This salad may not look like much, but it’s a super easy and nutritious fix for when you don’t have much time, plus it’s good warm and cold, can make a main dish or a side to your protein of choice. And you just need few ingredients. Can I add is also quite a cheap meal? And vegan?
It tastes better than it looks
Today I wanted to have Brussel sprouts – I had a bag of shaved ones in the fridge, but nothing I made previously was appealing to me. And I didn’t feel like having them raw. So I decided to make a warm salad with few ingredients I had available. If you never had millet before, it’s an excellent lectin free replacement for quinoa or rice, even for bulgur or couscous. You only need 1/4 cup (uncooked) millet for the salad, but you can make more and use the leftovers for the next day’s breakfast, as a porridge (see notes below). You can also add all kind of things to this salad, such as goat cheese and chicken. Or mushrooms and almond ricotta if you want to keep it vegan.
Balsamic Brussel Sprouts and Millet Warm Salad
- 1/4 cup millet
- 1 cup water with salt
- 12 oz shaved Brussel Sprouts
- handful of raw walnuts
- avocado oil (a generous amount)
- Modena balsamic vinegar
- salt and pepper
- 1/2 cup kalamata olives
- nutritional yeast
- a couple of black mission figs (optional)
- extra virgin olive oil
- balsamic vinegar
First start cooking the millet. Add 1/4 cup millet to an empty pan and toast for few minutes, just to get fragrant. Add 1 cup of salted water to the pan, being careful so the steam doesn't burn you. Bring to a boil, turn heat to low and let simmer for about 15 minutes or until all the water is absorbed. Mix occasionally.

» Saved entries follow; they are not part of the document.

PR #16595, opened 2024-01-23
chore: Update to TAEF 10.93.240607003

DHowett:


zadjii-msft (approved):

lhecker (approved):

DHowett:
This test failure on ARM64 is _durable_ (it keeps failing) and _nonsensical._

https://github.com/microsoft/terminal/blob/d3a18b904123b95a7b5a1ea2307f064cf3e28c94/src/buffer/out/ut_textbuffer/TextAttributeTests.cpp#L116-L127

Line 127 is failing, because `GetColor` is returning `#0C0C0C` instead of `#00FF00`. We just constructed the attribute with green as the background index above.

I need to look at this on an actual ARM64 device...

DHowett:
_Also it only fails in release._

Figures.

DHowett:
I am starting to suspect an ARM64 code generation issue.

image

javaw_2xkLxkOjd0

`attr.GetBackground().GetColor(...)` optimizes down into a direct load of index 0 from the color table.

This is after the entire attribute is const-initialized to _for sure_ be `IsRGB`.

DHowett:
Here's a less red-yarn-and-thumbtacks image of the comparison and data flow

devenv_5CdphvOEYk

zadjii-msft:
Did we ever file an internal issue on the ARM codegen thing here?

lhecker:
I believe it's this one: https://developercommunity.visualstudio.com/t/Bad-ARM64-codegen--maybe-during-constant/10583372

zadjii-msft:
got it, so that's https://task.ms/dd/1969044 internally. For the sake of triaging the PR backlog, I'm gonna move this to a draft (since we can't merge till the compiler bug is fixed)

DHowett:
> we can't merge till the compiler bug is fixed

The compiler bug reproduces in complete isolation, without TAEF. I don't think this PR caused it, it only found it.

DHowett:
If this arm64 build passes, I will reupdate and ingest taef 10.92

DHowett:
The compiler bug _may_ only be fixed by VS 17.11 (!)

DHowett:
Banished back to draft status

DHowett:
It's still broken! AHHAHAHA

lhecker (approved):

Meanwhile add avocado or olive oil to a sautéing pan, and add the shaved Brussel sprouts. Stir and saute for about 5 minutes, add walnuts and continue to cook and stir for about 5, 10 minutes. No need to overcook.

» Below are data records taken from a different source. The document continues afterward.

PR #16597, opened 2024-01-24
Eliminate two memory leaks

glenrgordon:
In WindowsTerminal, there was a leak of a BSTR with every call to
ITextRangeProvider::GetText, and a failure to call VariantClear in
ITextRange::GetAttributeValue when the value stored in the variant is
VT_BSTR. These were fixed by switching to wil::unique_bstr and
wil::unique_variant.

## PR Checklist
- [ ] Closes #xxx
- [ ] Tests added/passed
- [ ] Documentation updated


src/cascadia/TerminalControl/XamlUiaTextRange.cpp
```diff
@@ -189,9 +189,9 @@ namespace winrt::Microsoft::Terminal::Control::implementation
 
     winrt::hstring XamlUiaTextRange::GetText(int32_t maxLength) const
     {
-        BSTR returnVal;
-        THROW_IF_FAILED(_uiaProvider->GetText(maxLength, &returnVal));
-        return winrt::to_hstring(returnVal);
+        wil::unique_bstr returnVal;
+        THROW_IF_FAILED(_uiaProvider->GetText(maxLength, returnVal.put()));
+        return winrt::to_hstring(returnVal.get());
```
lhecker, line 194: We could choose to use `return winrt::hstring{ returnVal.get(), SysStringLen(returnVal.get()) }` here to avoid the need for the `wcslen` call.

lhecker (approved):

DHowett (approved):
Argh! Thank you for doing this.

I'll mark this as approved but wait a little bit in case you want to do the wcslen thing.

lhecker (approved):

Once both Brussel sprouts and millet are cooked, add to a mixing bowl, and add the spices to your taste: nutritional yeast, salt, pepper, extra virgin olive oil (be generous), Modena balsamic vinegar.

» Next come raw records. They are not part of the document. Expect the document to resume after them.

PR #16598, opened 2024-01-24
Implement buffer restore

### LINKED ISSUE #961: Restore previously closed session's state (Buffer contents)
Lets talk about restoring the state of the terminal here.

This could arise in two scenarios I'm thinking of:
1. Restoring the state of a previously closed terminal session (i.e. the app was closed due to a restart, and you launch it again)
2. Restoring from a previously closed tab in this session (i.e. you've closed a tab, but not the app.)

1 is certainly harder than 2. 

Restoring the buffer contents wouldn't be impossible, but restoring the actual state of the running executable might be impossible. IIRC @malxau has a long email from his work on yori that is relevant to this discussion. 

We could _certainly_ restore the buffer contents from file, then display some sort of message saying [Restored from previous session]. That's not _that_ hard.

### LINKED ISSUE #16741: Session restoration happens even after I explicitly close all tabs
### Windows Terminal version

Preview 1.20

### Windows build number

_No response_

### Other Software

_No response_

### Steps to reproduce

1. Open 5 tabs
2. Close them one by one
3. <kbd>Win+R</kbd>, `wt`

### Expected Behavior

_No response_

### Actual Behavior

It opens 5 tabs.

lhecker:
This changeset allows Windows Terminal to dump its buffer contents as
UTF-16LE VT text onto disk and restore it later. This functionality is
enabled whenever `persistedWindowLayout` is being used.

Closes #961
Closes #16741

## Validation Steps Performed
* Open multiple windows with multiple tabs and restart the app
  Everything's restored ✅
* Reopen a tab with output from `RenderingTests.exe`
  Everything's restored ✅
* Closing tabs and windows with Ctrl+W deletes their buffer dumps ✅
* Closing tabs doesn't create buffer dumps ✅


src/cascadia/TerminalApp/AppLogic.cpp
```diff
@@ -124,8 +124,7 @@ namespace winrt::TerminalApp::implementation
         return appLogic->GetSettings();
     }
 
-    AppLogic::AppLogic() :
-        _reloadState{ std::chrono::milliseconds(100), []() { ApplicationState::SharedInstance().Reload(); } }
```
lhecker, line 128: I believe not monitoring `state.json` for changes anymore is important as it prevents disturbing the session state while session persistence is still ongoing. That's because when `ApplicationState` flushes to disk, this FS monitor will be triggered and reload the `ApplicationState` again.

I figured it's not a problem anymore to do this since we're effectively a singleton application now.

zadjii-msft:
notes: 
* In `AppHost::_CloseRequested`, 
  * if the last peasant is closed, we call `AppHost::_quit` then bail. 
  * Otherwise, we tell the monarch to remove us then `PostQuitMessage`
* `AppHost::_quit`
  * hop off to a BG thread, clear the PersistedWindowLayouts, then `RequestQuitAll`
    * `RequestQuitAll` handled in `Monarch::_handleQuitAll`, which will ONCE in a process:
      * call `Quit` **on each peasant**, which raises `_QuitRequestedHandlers`, which is handled in
        * `AppHost::_QuitRequested`, which 
          * calls down to `TerminalWindow::Quit`
            * which calls down to `_root->PersistState()`, which saves that window. 
          * Then `AppHost` calls `PostQuitMessage` to exit it's hwnd
* `LastTabClosed` was just replaced by `CloseWindowRequested`

zadjii-msft (commented):
Most of this I'm cool with, but I have a couple last questions. Honestly, not as scary as I expected

src/cascadia/TerminalSettingsModel/GlobalAppSettings.cpp
```diff
@@ -249,7 +249,7 @@ void GlobalAppSettings::ExpandCommands(const winrt::Windows::Foundation::Collect
     _actionMap->ExpandCommands(profiles, schemes);
 }
 
-bool GlobalAppSettings::ShouldUsePersistedLayout() const
```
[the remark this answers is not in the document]
lhecker: I feel like we talked about this 2 weeks ago, but I forgot what the consensus was...

But more importantly, it already is an enum in a way: `FirstWindowPreference()` returns it. I'm not sure why this extra getter exists, but I think we should clean it up later. The remaining persisted layout code is still a little whacky after all.

Personally speaking, I think the number of people who need more than "all or nothing" will be exceedingly small. So, I think we can be somewhat lenient on when we implement the 4.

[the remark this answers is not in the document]
zadjii-msft: Yea I think this came up in team sync, with us landing on "this is fine as is; maybe in the future we can land the restore position only version, but also meh"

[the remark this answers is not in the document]
lhecker: I've reverted the name of these getters back to `ShouldUsePersistedLayout` for now so that we can deal with it later (and it makes the diff smaller).

src/cascadia/TerminalApp/Pane.cpp
```diff
@@ -281,10 +299,10 @@ Pane::BuildStartupState Pane::BuildStartupActions(uint32_t currentId,
     // We now need to execute the commands for each side of the tree
     // We've done one split, so the first-most child will have currentId, and the
     // one after it will be incremented.
-    auto firstState = _firstChild->BuildStartupActions(currentId, nextId + 1);
+    auto firstState = _firstChild->BuildStartupActions(currentId, nextId + 1, BuildStartupKind::None);
     // the next id for the second branch depends on how many splits were in the
     // first child.
-    auto secondState = _secondChild->BuildStartupActions(nextId, nextId + firstState.panesCreated + 1);
+    auto secondState = _secondChild->BuildStartupActions(nextId, nextId + firstState.panesCreated + 1, BuildStartupKind::None);
```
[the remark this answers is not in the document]
lhecker: I feel like I'm not old enough to understand what's happening in `BuildStartupActions`. 😅 One thing is for certain however: The old code didn't propagate the `bool asContent` and `bool asMovePane` arguments to these calls, so if I start passing `kind` here it'll definitely work different from before.

src/cascadia/TerminalControl/ControlCore.cpp
```diff
@@ -1713,6 +1695,85 @@ namespace winrt::Microsoft::Terminal::Control::implementation
         }
     }
 
+    void ControlCore::PersistToPath(const wchar_t* path) const
+    {
+        const wil::unique_handle file{ CreateFileW(path, GENERIC_WRITE, FILE_SHARE_READ | FILE_SHARE_DELETE, nullptr, CREATE_ALWAYS, FILE_ATTRIBUTE_NORMAL, nullptr) };
+        THROW_LAST_ERROR_IF(!file);
+
+        static constexpr size_t writeThreshold = 32 * 1024;
```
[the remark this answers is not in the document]
lhecker: Since we're writing UTF-16, this results in 64KiB `WriteFile` calls, which I felt like is an ok size to use. Any size is probably fine, as long as we don't call `WriteFile` for each individual `ROW` in the buffer...

src/cascadia/TerminalApp/Pane.cpp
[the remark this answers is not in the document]
lhecker: I can't spot any issues with drag&drop if I pass the `kind` here so... I'll do that now.

src/cascadia/TerminalApp/TerminalPage.cpp
```diff
@@ -1895,27 +1899,24 @@ namespace winrt::TerminalApp::implementation
...
         if (_startupState != StartupState::Initialized)
         {
-            return nullptr;
+            return;
+        }
+
+        for (const auto& tab : _tabs)
+        {
+            tab.Shutdown();
         }
```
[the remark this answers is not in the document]
lhecker: This did exist here; but it was quite the journey before:

When `CloseWindow` is called it'll call `_RemoveAllTabs`:
https://github.com/microsoft/terminal/blob/a97166344939477a10145691b16375037900d062/src/cascadia/TerminalApp/TerminalPage.cpp#L2003

which calls `_RemoveTabs`:
https://github.com/microsoft/terminal/blob/a97166344939477a10145691b16375037900d062/src/cascadia/TerminalApp/TabManagement.cpp#L1143-L1149

which raises the `CloseTabRequested` event:
https://github.com/microsoft/terminal/blob/a97166344939477a10145691b16375037900d062/src/cascadia/TerminalApp/TabManagement.cpp#L863-L869

which calls `_RemoveTab`:
https://github.com/microsoft/terminal/blob/a97166344939477a10145691b16375037900d062/src/cascadia/TerminalApp/TabManagement.cpp#L435

👉👉👉 which calls `tab.Shutdown()`:
https://github.com/microsoft/terminal/blob/a97166344939477a10145691b16375037900d062/src/cascadia/TerminalApp/TabManagement.cpp#L460

and also raises the `LastTabClosed` event when there are no tabs left:
https://github.com/microsoft/terminal/blob/a97166344939477a10145691b16375037900d062/src/cascadia/TerminalApp/TabManagement.cpp#L489

`LastTabClosed` will then call `SignalClose` on the `Monarch`:
https://github.com/microsoft/terminal/blob/a97166344939477a10145691b16375037900d062/src/cascadia/WindowsTerminal/AppHost.cpp#L541

which raises the `WindowClosed` event:
https://github.com/microsoft/terminal/blob/a97166344939477a10145691b16375037900d062/src/cascadia/Remoting/Monarch.cpp#L210

which raises the other `WindowClosed` event:
https://github.com/microsoft/terminal/blob/a97166344939477a10145691b16375037900d062/src/cascadia/Remoting/WindowManager.cpp#L380

which is hooked up to `WindowEmperor::_numberOfWindowsChanged` and invokes the persistence routine:
https://github.com/microsoft/terminal/blob/a97166344939477a10145691b16375037900d062/src/cascadia/WindowsTerminal/WindowEmperor.cpp#L368

which calls `GetAllWindowLayouts`:
https://github.com/microsoft/terminal/blob/a97166344939477a10145691b16375037900d062/src/cascadia/WindowsTerminal/WindowEmperor.cpp#L413

which calls `GetWindowLayout`:
https://github.com/microsoft/terminal/blob/a97166344939477a10145691b16375037900d062/src/cascadia/Remoting/Monarch.cpp#L1049

which is the old name for this routine! Tada! 😄
The new code just calls `Shutdown()` directly now and removes almost all of the aforementioned code.

src/cascadia/TerminalApp/TerminalPage.cpp
```diff
@@ -3052,7 +3040,17 @@ namespace winrt::TerminalApp::implementation
...
 
         const auto content = _manager.CreateCore(settings.DefaultSettings(), settings.UnfocusedSettings(), connection);
-        return _SetupControl(TermControl{ content });
+        const TermControl control{ content };
+
+        if (const auto id = settings.DefaultSettings().SessionId(); id != winrt::guid{})
+        {
+            const auto settingsDir = CascadiaSettings::SettingsDirectory();
+            const auto idStr = Utils::GuidToPlainString(id);
+            const auto path = fmt::format(FMT_COMPILE(L"{}\\buffer_{}.txt"), settingsDir, idStr);
```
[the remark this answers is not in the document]
lhecker: Yeah, I also felt a bit disgusted about putting this, especially when considering the counterpart in `WindowEmperor`. But I couldn't come up with a good way to put it anywhere else. I think the saving grace of this code is that it's at least encapsulated to just 3 "small" sections of `TerminalPage` and `WindowEmperor`.

src/cascadia/WindowsTerminal/AppHost.cpp
```diff
@@ -1370,9 +1295,17 @@ void AppHost::_WindowMoved()
...
+    {
+        _quit();
+        return;
+    }
+
+    // Remove ourself from the list of peasants so that we aren't included in
+    // any future requests. This will also mean we block until any existing
+    // event handler finishes.
+    _windowManager.SignalClose(_peasant);
+    PostQuitMessage(0);
```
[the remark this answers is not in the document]
lhecker: Thanks! Bad rebase. 😕
It has to go to `AppHost::_CloseRequested`. `AppHost::_QuitRequested` doesn't need it, because the former is for window closing and the latter for when the application as a whole exits.

src/cascadia/WindowsTerminal/AppHost.cpp
```diff
@@ -952,42 +912,6 @@ winrt::fire_and_forget AppHost::_peasantNotifyActivateWindow()
...
-    const auto strongThis = weakThis.lock();
-    // GH #16235: If we don't have a window logic, we're already refrigerating, and won't have our _window either.
-    if (!strongThis || _windowLogic == nullptr)
-    {
-        co_return layoutJson;
-    }
-
-    try
-    {
-        const auto pos = _GetWindowLaunchPosition();
```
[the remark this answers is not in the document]
lhecker: (It's all in `TerminalPage::PersistState()`.)

src/cascadia/TerminalApp/TerminalPage.cpp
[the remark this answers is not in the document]
zadjii-msft: we're such good engineers - just think, no one else could have come up with something that contrived 😂

thanks for the breakdown!

zadjii-msft (approved):
I'm commander Shepard, and this is my favorite release of the Terminal

src/buffer/out/TextColor.h
```diff
@@ -133,11 +134,10 @@ struct TextColor
     COLORREF GetColor(const std::array<COLORREF, TABLE_SIZE>& colorTable, const size_t defaultIndex, bool brighten = false) const noexcept;
     BYTE GetLegacyIndex(const BYTE defaultIndex) const noexcept;
 
-    constexpr BYTE GetIndex() const noexcept
-    {
-        return _index;
-    }
-
+    BYTE GetIndex() const noexcept;
```
DHowett, line 137: dumb question - does moving this out of the header harm the inlineability of it? does LTCG largely help with that?

src/cascadia/TerminalApp/Resources/en-US/Resources.resw
```diff
@@ -187,9 +187,6 @@
   <data name="Quit" xml:space="preserve">
     <value>Quit</value>
   </data>
-  <data name="CloseWindowWarningTitle" xml:space="preserve">
```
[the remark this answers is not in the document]
DHowett: Yep! I found this with my stale resource script as well. Excellent.

src/cascadia/TerminalApp/Resources/en-US/Resources.resw
```diff
@@ -340,6 +337,9 @@
   <data name="CmdProfileArgDesc" xml:space="preserve">
     <value>Open with the given profile. Accepts either the name or GUID of a profile</value>
   </data>
+  <data name="CmdSessionIdArgDesc" xml:space="preserve">
+    <value>Sets the WT_SESSION variable</value>
```
DHowett, line 341:
```suggestion
    <value>Sets the WT_SESSION variable; must be a GUID</value>
```


maybe? or, is there an opportunity for like, yeeting an environment variable injection into this arg?

src/cascadia/TerminalApp/TerminalPage.cpp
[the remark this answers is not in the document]
DHowett: funny enough, it was my plan to add support for automatic recordings _which would use state/sessionIdGuid_ files!

src/cascadia/TerminalControl/ControlCore.cpp
```diff
@@ -1710,6 +1692,49 @@ namespace winrt::Microsoft::Terminal::Control::implementation
...
+            _terminal->Write({ &buffer[0], read / 2 });
+
+            if (read < sizeof(buffer))
+            {
+                break;
+            }
+        }
+
+        const auto lock = _terminal->LockForReading();
+        _terminal->Write(L"\x1b[2J");
```
DHowett, line 1735: nit: a comment may make this less "wtf" in the future. "We restore the buffer then clear it? Oh, we just push it into the scrollback"

src/cascadia/TerminalControl/ControlCore.cpp
```diff
@@ -1710,6 +1692,49 @@ namespace winrt::Microsoft::Terminal::Control::implementation
...
+            const auto lock = _terminal->LockForReading();
+            _terminal->Write({ &buffer[0], read / 2 });
+
+            if (read < sizeof(buffer))
+            {
+                break;
+            }
+        }
+
+        const auto lock = _terminal->LockForReading();
```
DHowett, line 1734: this is the read lock, should it be the write lock?

src/cascadia/TerminalControl/IControlSettings.idl
```diff
@@ -32,7 +32,8 @@ namespace Microsoft.Terminal.Control
         String ProfileName;
         String ProfileSource;
 
-        Boolean EnableUnfocusedAcrylic;
+        Boolean EnableUnfocusedAcrylic { get; };
+        Guid SessionId { get; };
```
DHowett, line 36: I didn't see this one get used; do we use it?

src/cascadia/TerminalSettingsModel/CascadiaSettingsSerialization.cpp
```diff
@@ -1244,6 +1244,13 @@ winrt::hstring CascadiaSettings::_calculateHash(std::string_view settings, const
     return winrt::hstring{ hash };
 }
 
+// This returns something akin to %LOCALAPPDATA%\Packages\WindowsTerminalDev_8wekyb3d8bbwe\LocalState
+// just like SettingsPath(), but without the trailing \settings.json.
+winrt::hstring CascadiaSettings::SettingsDirectory()
```
DHowett, line 1249: Oh dang! @zadjii-msft you could have used this for `WT_SETTINGS_DIR`

src/cascadia/WindowsTerminal/AppHost.cpp
```diff
@@ -215,49 +215,51 @@ void AppHost::_HandleSessionRestore(const bool startedForContent)
...
+        for (const auto size = layouts.Size(); startIdx < size; startIdx += 1)
+        {
+            auto newWindowArgs = fmt::format(L"{0} -w new -s {1}", args.Commandline()[0], startIdx);
+
+            STARTUPINFO si;
+            memset(&si, 0, sizeof(si));
+            si.cb = sizeof(si);
+            wil::unique_process_information pi;
+
+            LOG_IF_WIN32_BOOL_FALSE(CreateProcessW(nullptr,
```
DHowett, line 252: holy sh--, multi-window restore starts WindowsTerminal.exe _which then gets a handle to our Monarch and sends it a commandline_.

What the _heck_.

We could just... use Monarch directly here. I know you didn't write this code but I think we missed it when we migrated to single-proc.

DHowett (approved):
Honestly I am exceptionally cool with this. Everything makes sense, it simplifies the state persistence logic _severely_, and it gives us a generic TextBuffer -> VT function (!)

src/buffer/out/TextColor.h
lhecker: `inline` isn't a hint for inlining anymore, so it shouldn't make any difference. LTCG makes no difference either I think, because if anything it's probably inlined during initial compilation already due to its small size.

src/cascadia/WindowsTerminal/AppHost.cpp
lhecker: Yup. I felt like it would be too off-topic if I changed this part within the PR. But I agree that it's ripe for a refactoring.

src/buffer/out/TextColor.h
DHowett: Ah, I don't mean because of the `inline` keyword. Method bodies in header files _can_ be inlined automatically, by the compiler, without the linker's help (LTCG). If you move the body into the cpp file, it _can't_ be inlined during initial compilation because the compiler can only see the body from a single translation unit. It would require LTCG to come through and inline it at the call sites, now, because the other translation units couldn't see the body at compile time.

lhecker: Ah good point. This would be a good reason to move it back to the header.

src/cascadia/TerminalControl/IControlSettings.idl
lhecker: Yes, via the `TerminalSettings` object to get the `sessionId` into the connection.

lhecker:
FYI the merge commit is non-trivial. If you do want to review my latest changes, you may have to review the merge as well.

src/buffer/out/textBuffer.cpp
```diff
@@ -2508,6 +2507,237 @@ void TextBuffer::_AppendRTFText(std::string& contentBuilder, const std::wstring_
...
+                        { CharacterAttributes::BottomGridline, { 24, 4 } },
+                    };
+                    for (const auto& mapping : mappings)
+                    {
+                        if (WI_IsAnyFlagSet(attrDelta, mapping.attr))
+                        {
+                            const auto n = til::at(mapping.change, WI_IsAnyFlagSet(attr, mapping.attr));
+                            fmt::format_to(std::back_inserter(buffer), FMT_COMPILE(L"\x1b[{}m"), n);
+                        }
+                    }
```
j4james, line 2586: I don't think this will work correctly when mixing intense and faint. For example, a sequence like `\e[1mBOLD\e[2mBOTH\e[0;2mFAINT` will assumedly serialize as `\e[1mBOLD\e[2mBOTH\e[22mFAINT`, which isn't correct (the `FAINT` text won't be faint).

It's also worth mentioning that `BottomGridLine` isn't the same as underline - we don't have a VT mapping for that. So AFAIK, it shouldn't ever show up in the Windows Terminal buffer.

zadjii-msft (approved):
I'm fine dealing with the intense/faint thing in post.

src/cascadia/TerminalSettingsModel/CascadiaSettingsSerialization.cpp
zadjii-msft: THATS WHY I thought this method already existed!

src/buffer/out/textBuffer.cpp
lhecker: Oh, I didn't even notice that I used `22` twice. Thanks for noticing this!
I've opened #16970 which should fix both issues.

Add kalamata olives and sliced figs if using.
Serve warm or store in the fridge and serve later.
When I made the millet, I cooked 1/2 cup (with 2 cups of water), but only used half of the cooked millet for the salad. I just wanted to have more for another dish, since I was cooking it anyway. If you choose to cook 1/2 cup of millet, or even one cup, you can use the remaining millet as a porridge for the next day's breakfast (add some coconut milk, fruits, nuts, coconut flakes).